Navigating the Digital World

By Irene O’Daly

Recently, the library of Trinity College, Dublin made their most famous manuscript, the Book of Kells free to view online. While this is a welcome move, I was disappointed by the relative lack of browsing ease that the resource facilitates. In an extensive critique, Dr Katy Rudy highlighted the failings of the website – pointing out that the resolution of the images is insufficient for in-depth examination, and that the images are not numbered by folio, making it difficult to navigate and reference the manuscript accurately. While there is no doubt that digital reproductions of manuscripts are a valuable resource for the sedentary scholar, it would seem that not all digitisation projects are created equal, nor serve their end-user with the same degree of efficiency.

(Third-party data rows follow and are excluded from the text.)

PR #3853, opened 2015-09-09
Feature/ui adapter api integration

ajainarayanan:
- Fixes fetching sources, sinks & transforms
- Fixes fetching properties for plugins
- Fixes saving different artifact types
- Fixes all references of old adapter templates to new artifact names

#### TODO:
 Please don't merge this yet as backend artifact names are changing. We can take that change from backend before merging this.


elfenheart:
:+1: LGTM

PR #3854, opened 2015-09-09
Fix MD5 hash for BUILD.rst.

awholegunch:
Fix the build_standalone command to properly reflect the latest.
Correct an error in a path that introduced an empty path component ("//")
Added a blank echo statement to make the logs easier to read.
Corrected a logic error in the the test_includes function that wasn't handling blank target or empty MD5 hashes correctly.
Replaced echo statements with printf commands to fix the echoing of variables that contain carriage returns.

Build...http://builds.cask.co/browse/CDAP-DOB2-1/log
Deployed...http://builds.cask.co/artifact/CDAP-DOB2/shared/build-1/Docs-HTML/3.2.0-SNAPSHOT/en/index.html


cdap-docs/build.sh
```diff
@@ -408,7 +408,7 @@ function build_license_dependency_pdfs() {
 
 function build_standalone() {
   set_mvn_environment
-  MAVEN_OPTS="-Xmx1024m -XX:MaxPermSize=128m" mvn clean package -pl cdap-standalone,cdap-app-templates/cdap-etl,cdap-examples -am -amd -DskipTests -P examples,templates,dist,release,unit-tests
+  MAVEN_OPTS="-Xmx1024m -XX:MaxPermSize=128m" mvn package -pl cdap-standalone,cdap-app-templates/cdap-etl,cdap-app-templates/cdap-data-quality,cdap-examples -am -amd -DskipTests -P examples,templates,dist,release,unit-tests
```
bdmogal: why remove ``clean``?

cdap-docs/_common/common-build.sh
```diff
@@ -108,7 +108,7 @@ GITHUB="github"
 
 # BUILD.rst
 BUILD_RST="BUILD.rst"
-BUILD_RST_HASH="f54ae74bb72f9ad894766b6c0bd2d2df"
+BUILD_RST_HASH="79a46db1e9fb3d428c384bdea0c3d596"
```
jwang47: Why do we have this?

cdap-docs/build.sh
awholegunch: Good catch. I didn't notice that this had changed. Looking at the Git Blame, I can see that this changed in BUILD.rst, yet I can't see who did it. (I don't see a commit where it went from having clean to not.) I will add it back.

cdap-docs/_common/common-build.sh
awholegunch: So when the BUILD.rst changed, I notice it, as the build.sh scripts use the same values.

cdap-docs/_common/common-build.sh
```diff
@@ -258,32 +259,35 @@ function test_an_include() {
...
-  
-  if [[ "${OSTYPE}" == "darwin"* ]]; then
-    new_md5_hash=`md5 -q ${target}`
-  else
-    new_md5_hash=`md5sum ${target} | awk '{print $1}'`
-  fi
+  if [[ "x${target}" == "x" ]]; then
+    m="No target is set for test_an_include"
+  else  
+    local file_name=`basename ${target}`
```
wolf31o2: You use ticks in some places and dollar parentheses in others. I suggest standardizing on the latter.

cdap-docs/_common/common-build.sh
```diff
@@ -258,32 +259,35 @@ function test_an_include() {
...
-  local file_name=`basename ${target}`
-  
-  if [[ "${OSTYPE}" == "darwin"* ]]; then
-    new_md5_hash=`md5 -q ${target}`
-  else
-    new_md5_hash=`md5sum ${target} | awk '{print $1}'`
-  fi
+  if [[ "x${target}" == "x" ]]; then
+    m="No target is set for test_an_include"
+  else
```
wolf31o2: Reverse your conditional. The main code shouldn't ever be in "else" as "else" should be the fallback case.

cdap-docs/_common/common-build.sh
awholegunch: Ahh, back-ticks, right? Fixed.

wolf31o2: I would have gone the other way, but the main thing was being consistent. Back-ticks are fine.

wolf31o2:
:+1: LGTM

PR #3857, opened 2015-09-09
[CDAP-3495] Persisted the runtime arguments with which a program was …

bdmogal:
…started in its RunRecord's properties.

The runtime arguments are stored in the properties of the RunRecord with the key 'runtimeArgs'.
Also removed some unused code including the existing, unused code for persisting runtime arguments.

This will eventually be used to surface the runtime info including runtime arguments, workflow token, etc in a lineage diagram. 

Jira: [CDAP-3495](https://issues.cask.co/browse/CDAP-3475)
Build: http://builds.cask.co/browse/CDAP-DUT2774


cdap-app-fabric/src/main/java/co/cask/cdap/internal/app/store/AppMetadataStore.java
```diff
@@ -139,7 +138,10 @@ public void recordProgramStart(Id.Program program, String pid, long startTs, Str
       .add(pid)
       .build();
 
-    write(key, new RunRecordMeta(pid, startTs, null, ProgramRunStatus.RUNNING, adapter, null, twillRunId));
+    Type runtimeArgsType = new TypeToken<Map<String, String>>() { }.getType();
```
albertshau: this can be moved to be a constant

albertshau:
minor comment, otherwise lgtm

cdap-app-fabric/src/main/java/co/cask/cdap/internal/app/store/AppMetadataStore.java
bdmogal: Its only used in this method. Would it be helpful to turn it into a constant?

albertshau: its more so that we don't write one each time the method is called

bdmogal: Fixed.

bdmogal:
Squashed commits. Build green. Merging.

PR #3858, opened 2015-09-09
Remove README.md files from examples

awholegunch:
Organizes the modules in the deploy_pom.xml alphabetically (though this pom.xml seems to be ignored currently)
Replaces a reference to README.md with README.rst in the rat-check
Removes obsolete README.md files and consolidates their information either in a Java file or the main README.rst.

Fix for https://issues.cask.co/browse/CDAP-3609.


cdap-examples/CubeService/src/main/java/co/cask/cdap/examples/cube/CubeService.java
```diff
@@ -22,7 +22,7 @@
 import co.cask.cdap.api.dataset.lib.cube.Cube;
 
 /**
- * Simple Cube App with Cube Service
+ * Simple Cube App with a Cube Service to access cube data
```
bdmogal: nit: cube is very repetitive here

bdmogal:
minor nit, else LGTM

PR #3859, opened 2015-09-09
Creates a 'Snapshot' dataset that will keep only the most recent run …

ataylor4:
…in HDFS. 

http://builds.cask.co/browse/CDAP-DUT2771-1

### DIFF
--- a/cdap-app-templates/cdap-etl/cdap-etl-lib/src/main/java/co/cask/cdap/template/etl/batch/sink/FileSetSink.java
+++ b/cdap-app-templates/cdap-etl/cdap-etl-lib/src/main/java/co/cask/cdap/template/etl/batch/sink/FileSetSink.java
@@ -1,0 +1,47 @@
+/*
+ * Copyright © 2015 Cask Data, Inc.
+ *
+ * Licensed under the Apache License, Version 2.0 (the "License"); you may not
+ * use this file except in compliance with the License. You may obtain a copy of
+ * the License at
+ *
+ * http://www.apache.org/licenses/LICENSE-2.0
+ *
+ * Unless required by applicable law or agreed to in writing, software
+ * distributed under the License is distributed on an "AS IS" BASIS, WITHOUT
+ * WARRANTIES OR CONDITIONS OF ANY KIND, either express or implied. See the
+ * License for the specific language governing permissions and limitations under
+ * the License.
+ */
+
+package co.cask.cdap.template.etl.batch.sink;
+
+import co.cask.cdap.api.data.format.StructuredRecord;
+import co.cask.cdap.api.dataset.lib.FileSet;
+import co.cask.cdap.template.etl.api.batch.BatchSink;
+import co.cask.cdap.template.etl.api.batch.BatchSinkContext;
+
+import java.util.HashMap;
+
+/**
+ * File Batch Sink class that stores data in a file
+ * @param <KEY_OUT> the type of key the sink outputs
+ * @param <VAL_OUT> the type of value the sink outputs
+ */
+public abstract class FileSetSink<KEY_OUT, VAL_OUT> extends BatchSink<StructuredRecord, KEY_OUT, VAL_OUT> {
+  public static final String NAME_DESC = "Name of the Fileset Dataset to which the records " +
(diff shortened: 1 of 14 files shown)


cdap-app-templates/cdap-etl/cdap-etl-lib/src/main/java/co/cask/cdap/template/etl/batch/sink/FileSetSinkConfig.java
```diff
@@ -0,0 +1,40 @@
...
+ * {@link PluginConfig} for {@link FileSetSink}.
+ */
+public abstract class FileSetSinkConfig extends PluginConfig {
+  @Name(Properties.SnapshotFileSet.NAME)
+  @Description(FileSetSink.NAME_DESC)
+  protected String name;
+
+  @Name(Properties.SnapshotFileSet.PATH)
+  @Description(FileSetSink.PATH_DESC)
+  protected String path;
```
albertshau: think it would be better for this to be the basePath like we have for the tpfs sinks. Somebody might not want the directory to be in the cdap directory.

cdap-app-templates/cdap-etl/cdap-etl-lib/src/main/java/co/cask/cdap/template/etl/batch/sink/SnapshotFileSetAvroSink.java
```diff
@@ -0,0 +1,111 @@
...
+  public SnapshotFileSetAvroSink(SnapshotAvroSinkConfig config) {
+    super(config);
+    this.config = config;
+  }
+
+  @Override
+  public void configurePipeline(PipelineConfigurer pipelineConfigurer) {
+    super.configurePipeline(pipelineConfigurer);
+    String tpfsName = config.name;
+    String basePath = config.name;
```
albertshau: this should be configurable

cdap-app-templates/cdap-etl/cdap-etl-lib/src/main/java/co/cask/cdap/template/etl/batch/sink/SnapshotFileSetParquetSink.java
```diff
@@ -0,0 +1,116 @@
...
+  public SnapshotFileSetParquetSink(SnapshotParquetSinkConfig config) {
+    super(config);
+    this.config = config;
+  }
+
+  @Override
+  public void configurePipeline(PipelineConfigurer pipelineConfigurer) {
+    super.configurePipeline(pipelineConfigurer);
+    String tpfsName = config.name;
+    String basePath = config.name;
```
albertshau: this should be configurable

albertshau:
please also add corresponding docs to cdap-docs/application-templates/source/etl/templates/sinks/batch/

cdap-app-templates/cdap-etl/cdap-etl-lib/src/main/java/co/cask/cdap/template/etl/batch/sink/FileSetSink.java
```diff
@@ -0,0 +1,47 @@
...
+import co.cask.cdap.template.etl.api.batch.BatchSinkContext;
+
+import java.util.HashMap;
+
+/**
+ * File Batch Sink class that stores data in a file
+ * @param <KEY_OUT> the type of key the sink outputs
+ * @param <VAL_OUT> the type of value the sink outputs
+ */
+public abstract class FileSetSink<KEY_OUT, VAL_OUT> extends BatchSink<StructuredRecord, KEY_OUT, VAL_OUT> {
```
sreevatsanraman: can we call this class FileBatchSink to be consistent with the source. Also why is this abstract We should be using it as a Sink if needed right?

albertshau: abstract because you always need an output format and a corresponding way of translating record to the object the output format needs

albertshau:
lgtm, though please add docs at cdap-docs/application-templates/source/etl/templates/sinks/batch/ in a later PR

PR #3861, opened 2015-09-09
Move MockAppConfigurer into test source.

chtyim:
- It shouldn’t be in main.
- Make cdap-integration-test depends on app-fabric test-jar


cdap-integration-test/src/main/java/co/cask/cdap/test/IntegrationTestManager.java
```diff
@@ -125,7 +126,7 @@ public ApplicationManager deployApplication(Id.Namespace namespace, Class<? exte
       if (configObject != null) {
         appConfig = GSON.toJson(configObject);
       } else {
-        configObject = (Config) configToken.getRawType().newInstance();
```
chtyim: IntelliJ complains about this.

cdap-integration-test/src/main/java/co/cask/cdap/test/IntegrationTestManager.java
```diff
@@ -108,6 +108,7 @@ public ApplicationManager deployApplication(Id.Namespace namespace,
   }
 
   @Override
+  @SuppressWarnings("unchecked")
```
bdmogal: is this needed even after the changes below?

bdmogal:
LGTM

cdap-integration-test/src/main/java/co/cask/cdap/test/IntegrationTestManager.java
chtyim: yes, because there is still unsafe casting.

chtyim:
Build passed: http://builds.cask.co/browse/CDAP-DUT2779-1

PR #4290, opened 2015-10-12
fixes styling of alert rows

astewes:
*  Adds correct background to alert rows (via .alert-danger class)
*  Adds additional styling to make my-error more consistent with the UI

alert
I


ajainarayanan:
:+1: LGTM

PR #4292, opened 2015-10-13
(CDAP-3951) Have S3BatchConfig extend FileBatchConfig, so users can r…

bdmogal:
…e-use fileSystemProperties to send file system configurations to Hadoop, like in FileBatchSource.

- Remove the unused fileSystem property from FileBatchSource. Other minor cleanup.
- Introduce fileSystemProperties for S3 Batch Sinks.

(CDAP-3815) Fix FileBatchFilter to apply the provided regex filter on file names instead of on the complete path. Also update S3 MapReduce test to test this behavior.

Jiras: 
[CDAP-3951](https://issues.cask.co/browse/CDAP-3951)
[CDAP-3815](https://issues.cask.co/browse/CDAP-3815)

Build: http://builds.cask.co/browse/CDAP-RBT506-1

### DIFF
--- a/cdap-app-templates/cdap-etl/cdap-etl-lib/src/main/java/co/cask/cdap/etl/common/BatchFileFilter.java
+++ b/cdap-app-templates/cdap-etl/cdap-etl-lib/src/main/java/co/cask/cdap/etl/common/BatchFileFilter.java
@@ -80,7 +80,8 @@ public class BatchFileFilter extends Configured implements PathFilter {
 
     //filter by file name using regex from configuration
     if (!useTimeFilter) {
-      Matcher matcher = regex.matcher(filePathName);
+      String fileName = path.getName();
+      Matcher matcher = regex.matcher(fileName);
       return matcher.matches();
     }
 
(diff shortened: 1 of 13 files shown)


cdap-app-templates/cdap-etl/cdap-etl-lib/src/main/java/co/cask/cdap/etl/common/BatchFileFilter.java
```diff
@@ -80,7 +80,8 @@ public boolean accept(Path path) {
 
     //filter by file name using regex from configuration
     if (!useTimeFilter) {
-      Matcher matcher = regex.matcher(filePathName);
```
anwar6953: The regex is meant only to match against the last component of the file Path, or the entire file path?

bdmogal: Its a regex filter on the ``fileName``. The directory is passed separately. @sreevatsanraman that's how its supposed to work, right?

anwar6953:
Just one concern. Otherwise, LGTM

sreevatsanraman:
@bdmogal yes. That's the right behavior.

bdmogal:
Thanks!

bdmogal:
Build passed. Merging.

PR #4296, opened 2015-10-13
CDAP-2751 Added runid for the custom actions.

sagarkapare:
JIRA: https://issues.cask.co/browse/CDAP-2751

### DIFF
--- a/cdap-app-fabric/src/main/java/co/cask/cdap/internal/app/runtime/workflow/WorkflowDriver.java
+++ b/cdap-app-fabric/src/main/java/co/cask/cdap/internal/app/runtime/workflow/WorkflowDriver.java
@@ -35,6 +35,7 @@ import co.cask.cdap.app.program.Program;
 import co.cask.cdap.app.runtime.Arguments;
 import co.cask.cdap.app.runtime.ProgramOptions;
 import co.cask.cdap.app.store.Store;
+import co.cask.cdap.common.ServiceUnavailableException;
 import co.cask.cdap.common.app.RunIds;
 import co.cask.cdap.common.conf.CConfiguration;
 import co.cask.cdap.common.conf.Constants;
@@ -67,6 +68,7 @@ import com.google.common.base.Supplier;
 import com.google.common.base.Throwables;
 import com.google.common.collect.ImmutableList;
 import com.google.common.collect.ImmutableMap;
+import com.google.common.collect.Iterables;
 import com.google.common.collect.Lists;
 import com.google.common.collect.Maps;
 import com.google.common.reflect.TypeToken;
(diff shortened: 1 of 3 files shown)


sagarkapare:
Build is running here - http://builds.cask.co/browse/CDAP-DUT2967-2

cdap-app-fabric/src/main/java/co/cask/cdap/internal/app/runtime/workflow/WorkflowDriver.java
```diff
@@ -388,13 +391,46 @@ private void executeFork(final ApplicationSpecification appSpec, WorkflowForkNod
...
+                                  actionNode.getNodeId(), startTimeInSeconds, null);
+
+    ProgramRunStatus runStatus = ProgramRunStatus.COMPLETED;
+
+    try {
+      executeAction(actionNode, instantiator, classLoader, token);
+    } catch (Throwable t) {
+      runStatus = ProgramRunStatus.FAILED;
+      if (Iterables.size(Iterables.filter(Throwables.getCausalChain(t), InterruptedException.class)) > 0) {
+        runStatus = ProgramRunStatus.KILLED;
```
chtyim: Why is it so? Seems not a very good way to tell if a custom action is killed or failed based on the exception type.

cdap-app-fabric/src/main/java/co/cask/cdap/internal/app/runtime/workflow/WorkflowDriver.java
```diff
@@ -388,13 +391,46 @@ private void executeFork(final ApplicationSpecification appSpec, WorkflowForkNod
...
+      }
+      Throwables.propagateIfPossible(t, Exception.class);
```
chtyim: I don't think you need this and the next line. Simply do a `throw t` should work (since you have `throws Exception` in the method signature).

poornachandra:
@sagarkapare Since custom actions now have runId, and they access Datasets/Streams(?), we should record lineage data access from custom actions too.

cdap-app-fabric/src/main/java/co/cask/cdap/internal/app/runtime/workflow/WorkflowDriver.java
sagarkapare: For custom actions we do not have program runner/listeners. 
I thought of using the `runningThread` so that
```java
catch (Throwable t) {
   if (runningThread == null) {
      // mark custom action as KILLED    
   }
  else {
     // mark custom action as FAILED
  }
}
```
However above code only handles the explicit `stop` of the Workflow. If custom action is running as a part of the FORK branch and if program on another branch is failed, the custom action need to be marked as KILLED. So I used checks for the `InterruptedException`.

chtyim: That sounds pretty hacky. Can we just have a uniform way of executing actions so that they can be handled with the same code path?

sagarkapare:
Closing this PR. Will re-open after implementing the execution of the custom actions as other programs.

The number of manuscripts available in digital format grows by the day and several variables affect their usefulness for study, or, indeed, enjoyable browsing.  Significantly, a resource is only as useful as the tools that are provided to allow accurate searching and referencing of images. E-codices, the ‘virtual manuscript library of Switzerland’ allows keyword searches of manuscript descriptions, but also provides a basic browsing-index which allows one to select certain features, eg. date or language, and even allows one to choose specific types of liturgical manuscripts. A similar approach is used by The Royal Library in Copenhagen, which provides a browsing index categorised by author, date, and, loosely, by genre. Akin to casting one’s eye over a library shelf and noticing that the book next to the one you intended to borrow also looks interesting, such indexes can often extend one’s understanding of a collection.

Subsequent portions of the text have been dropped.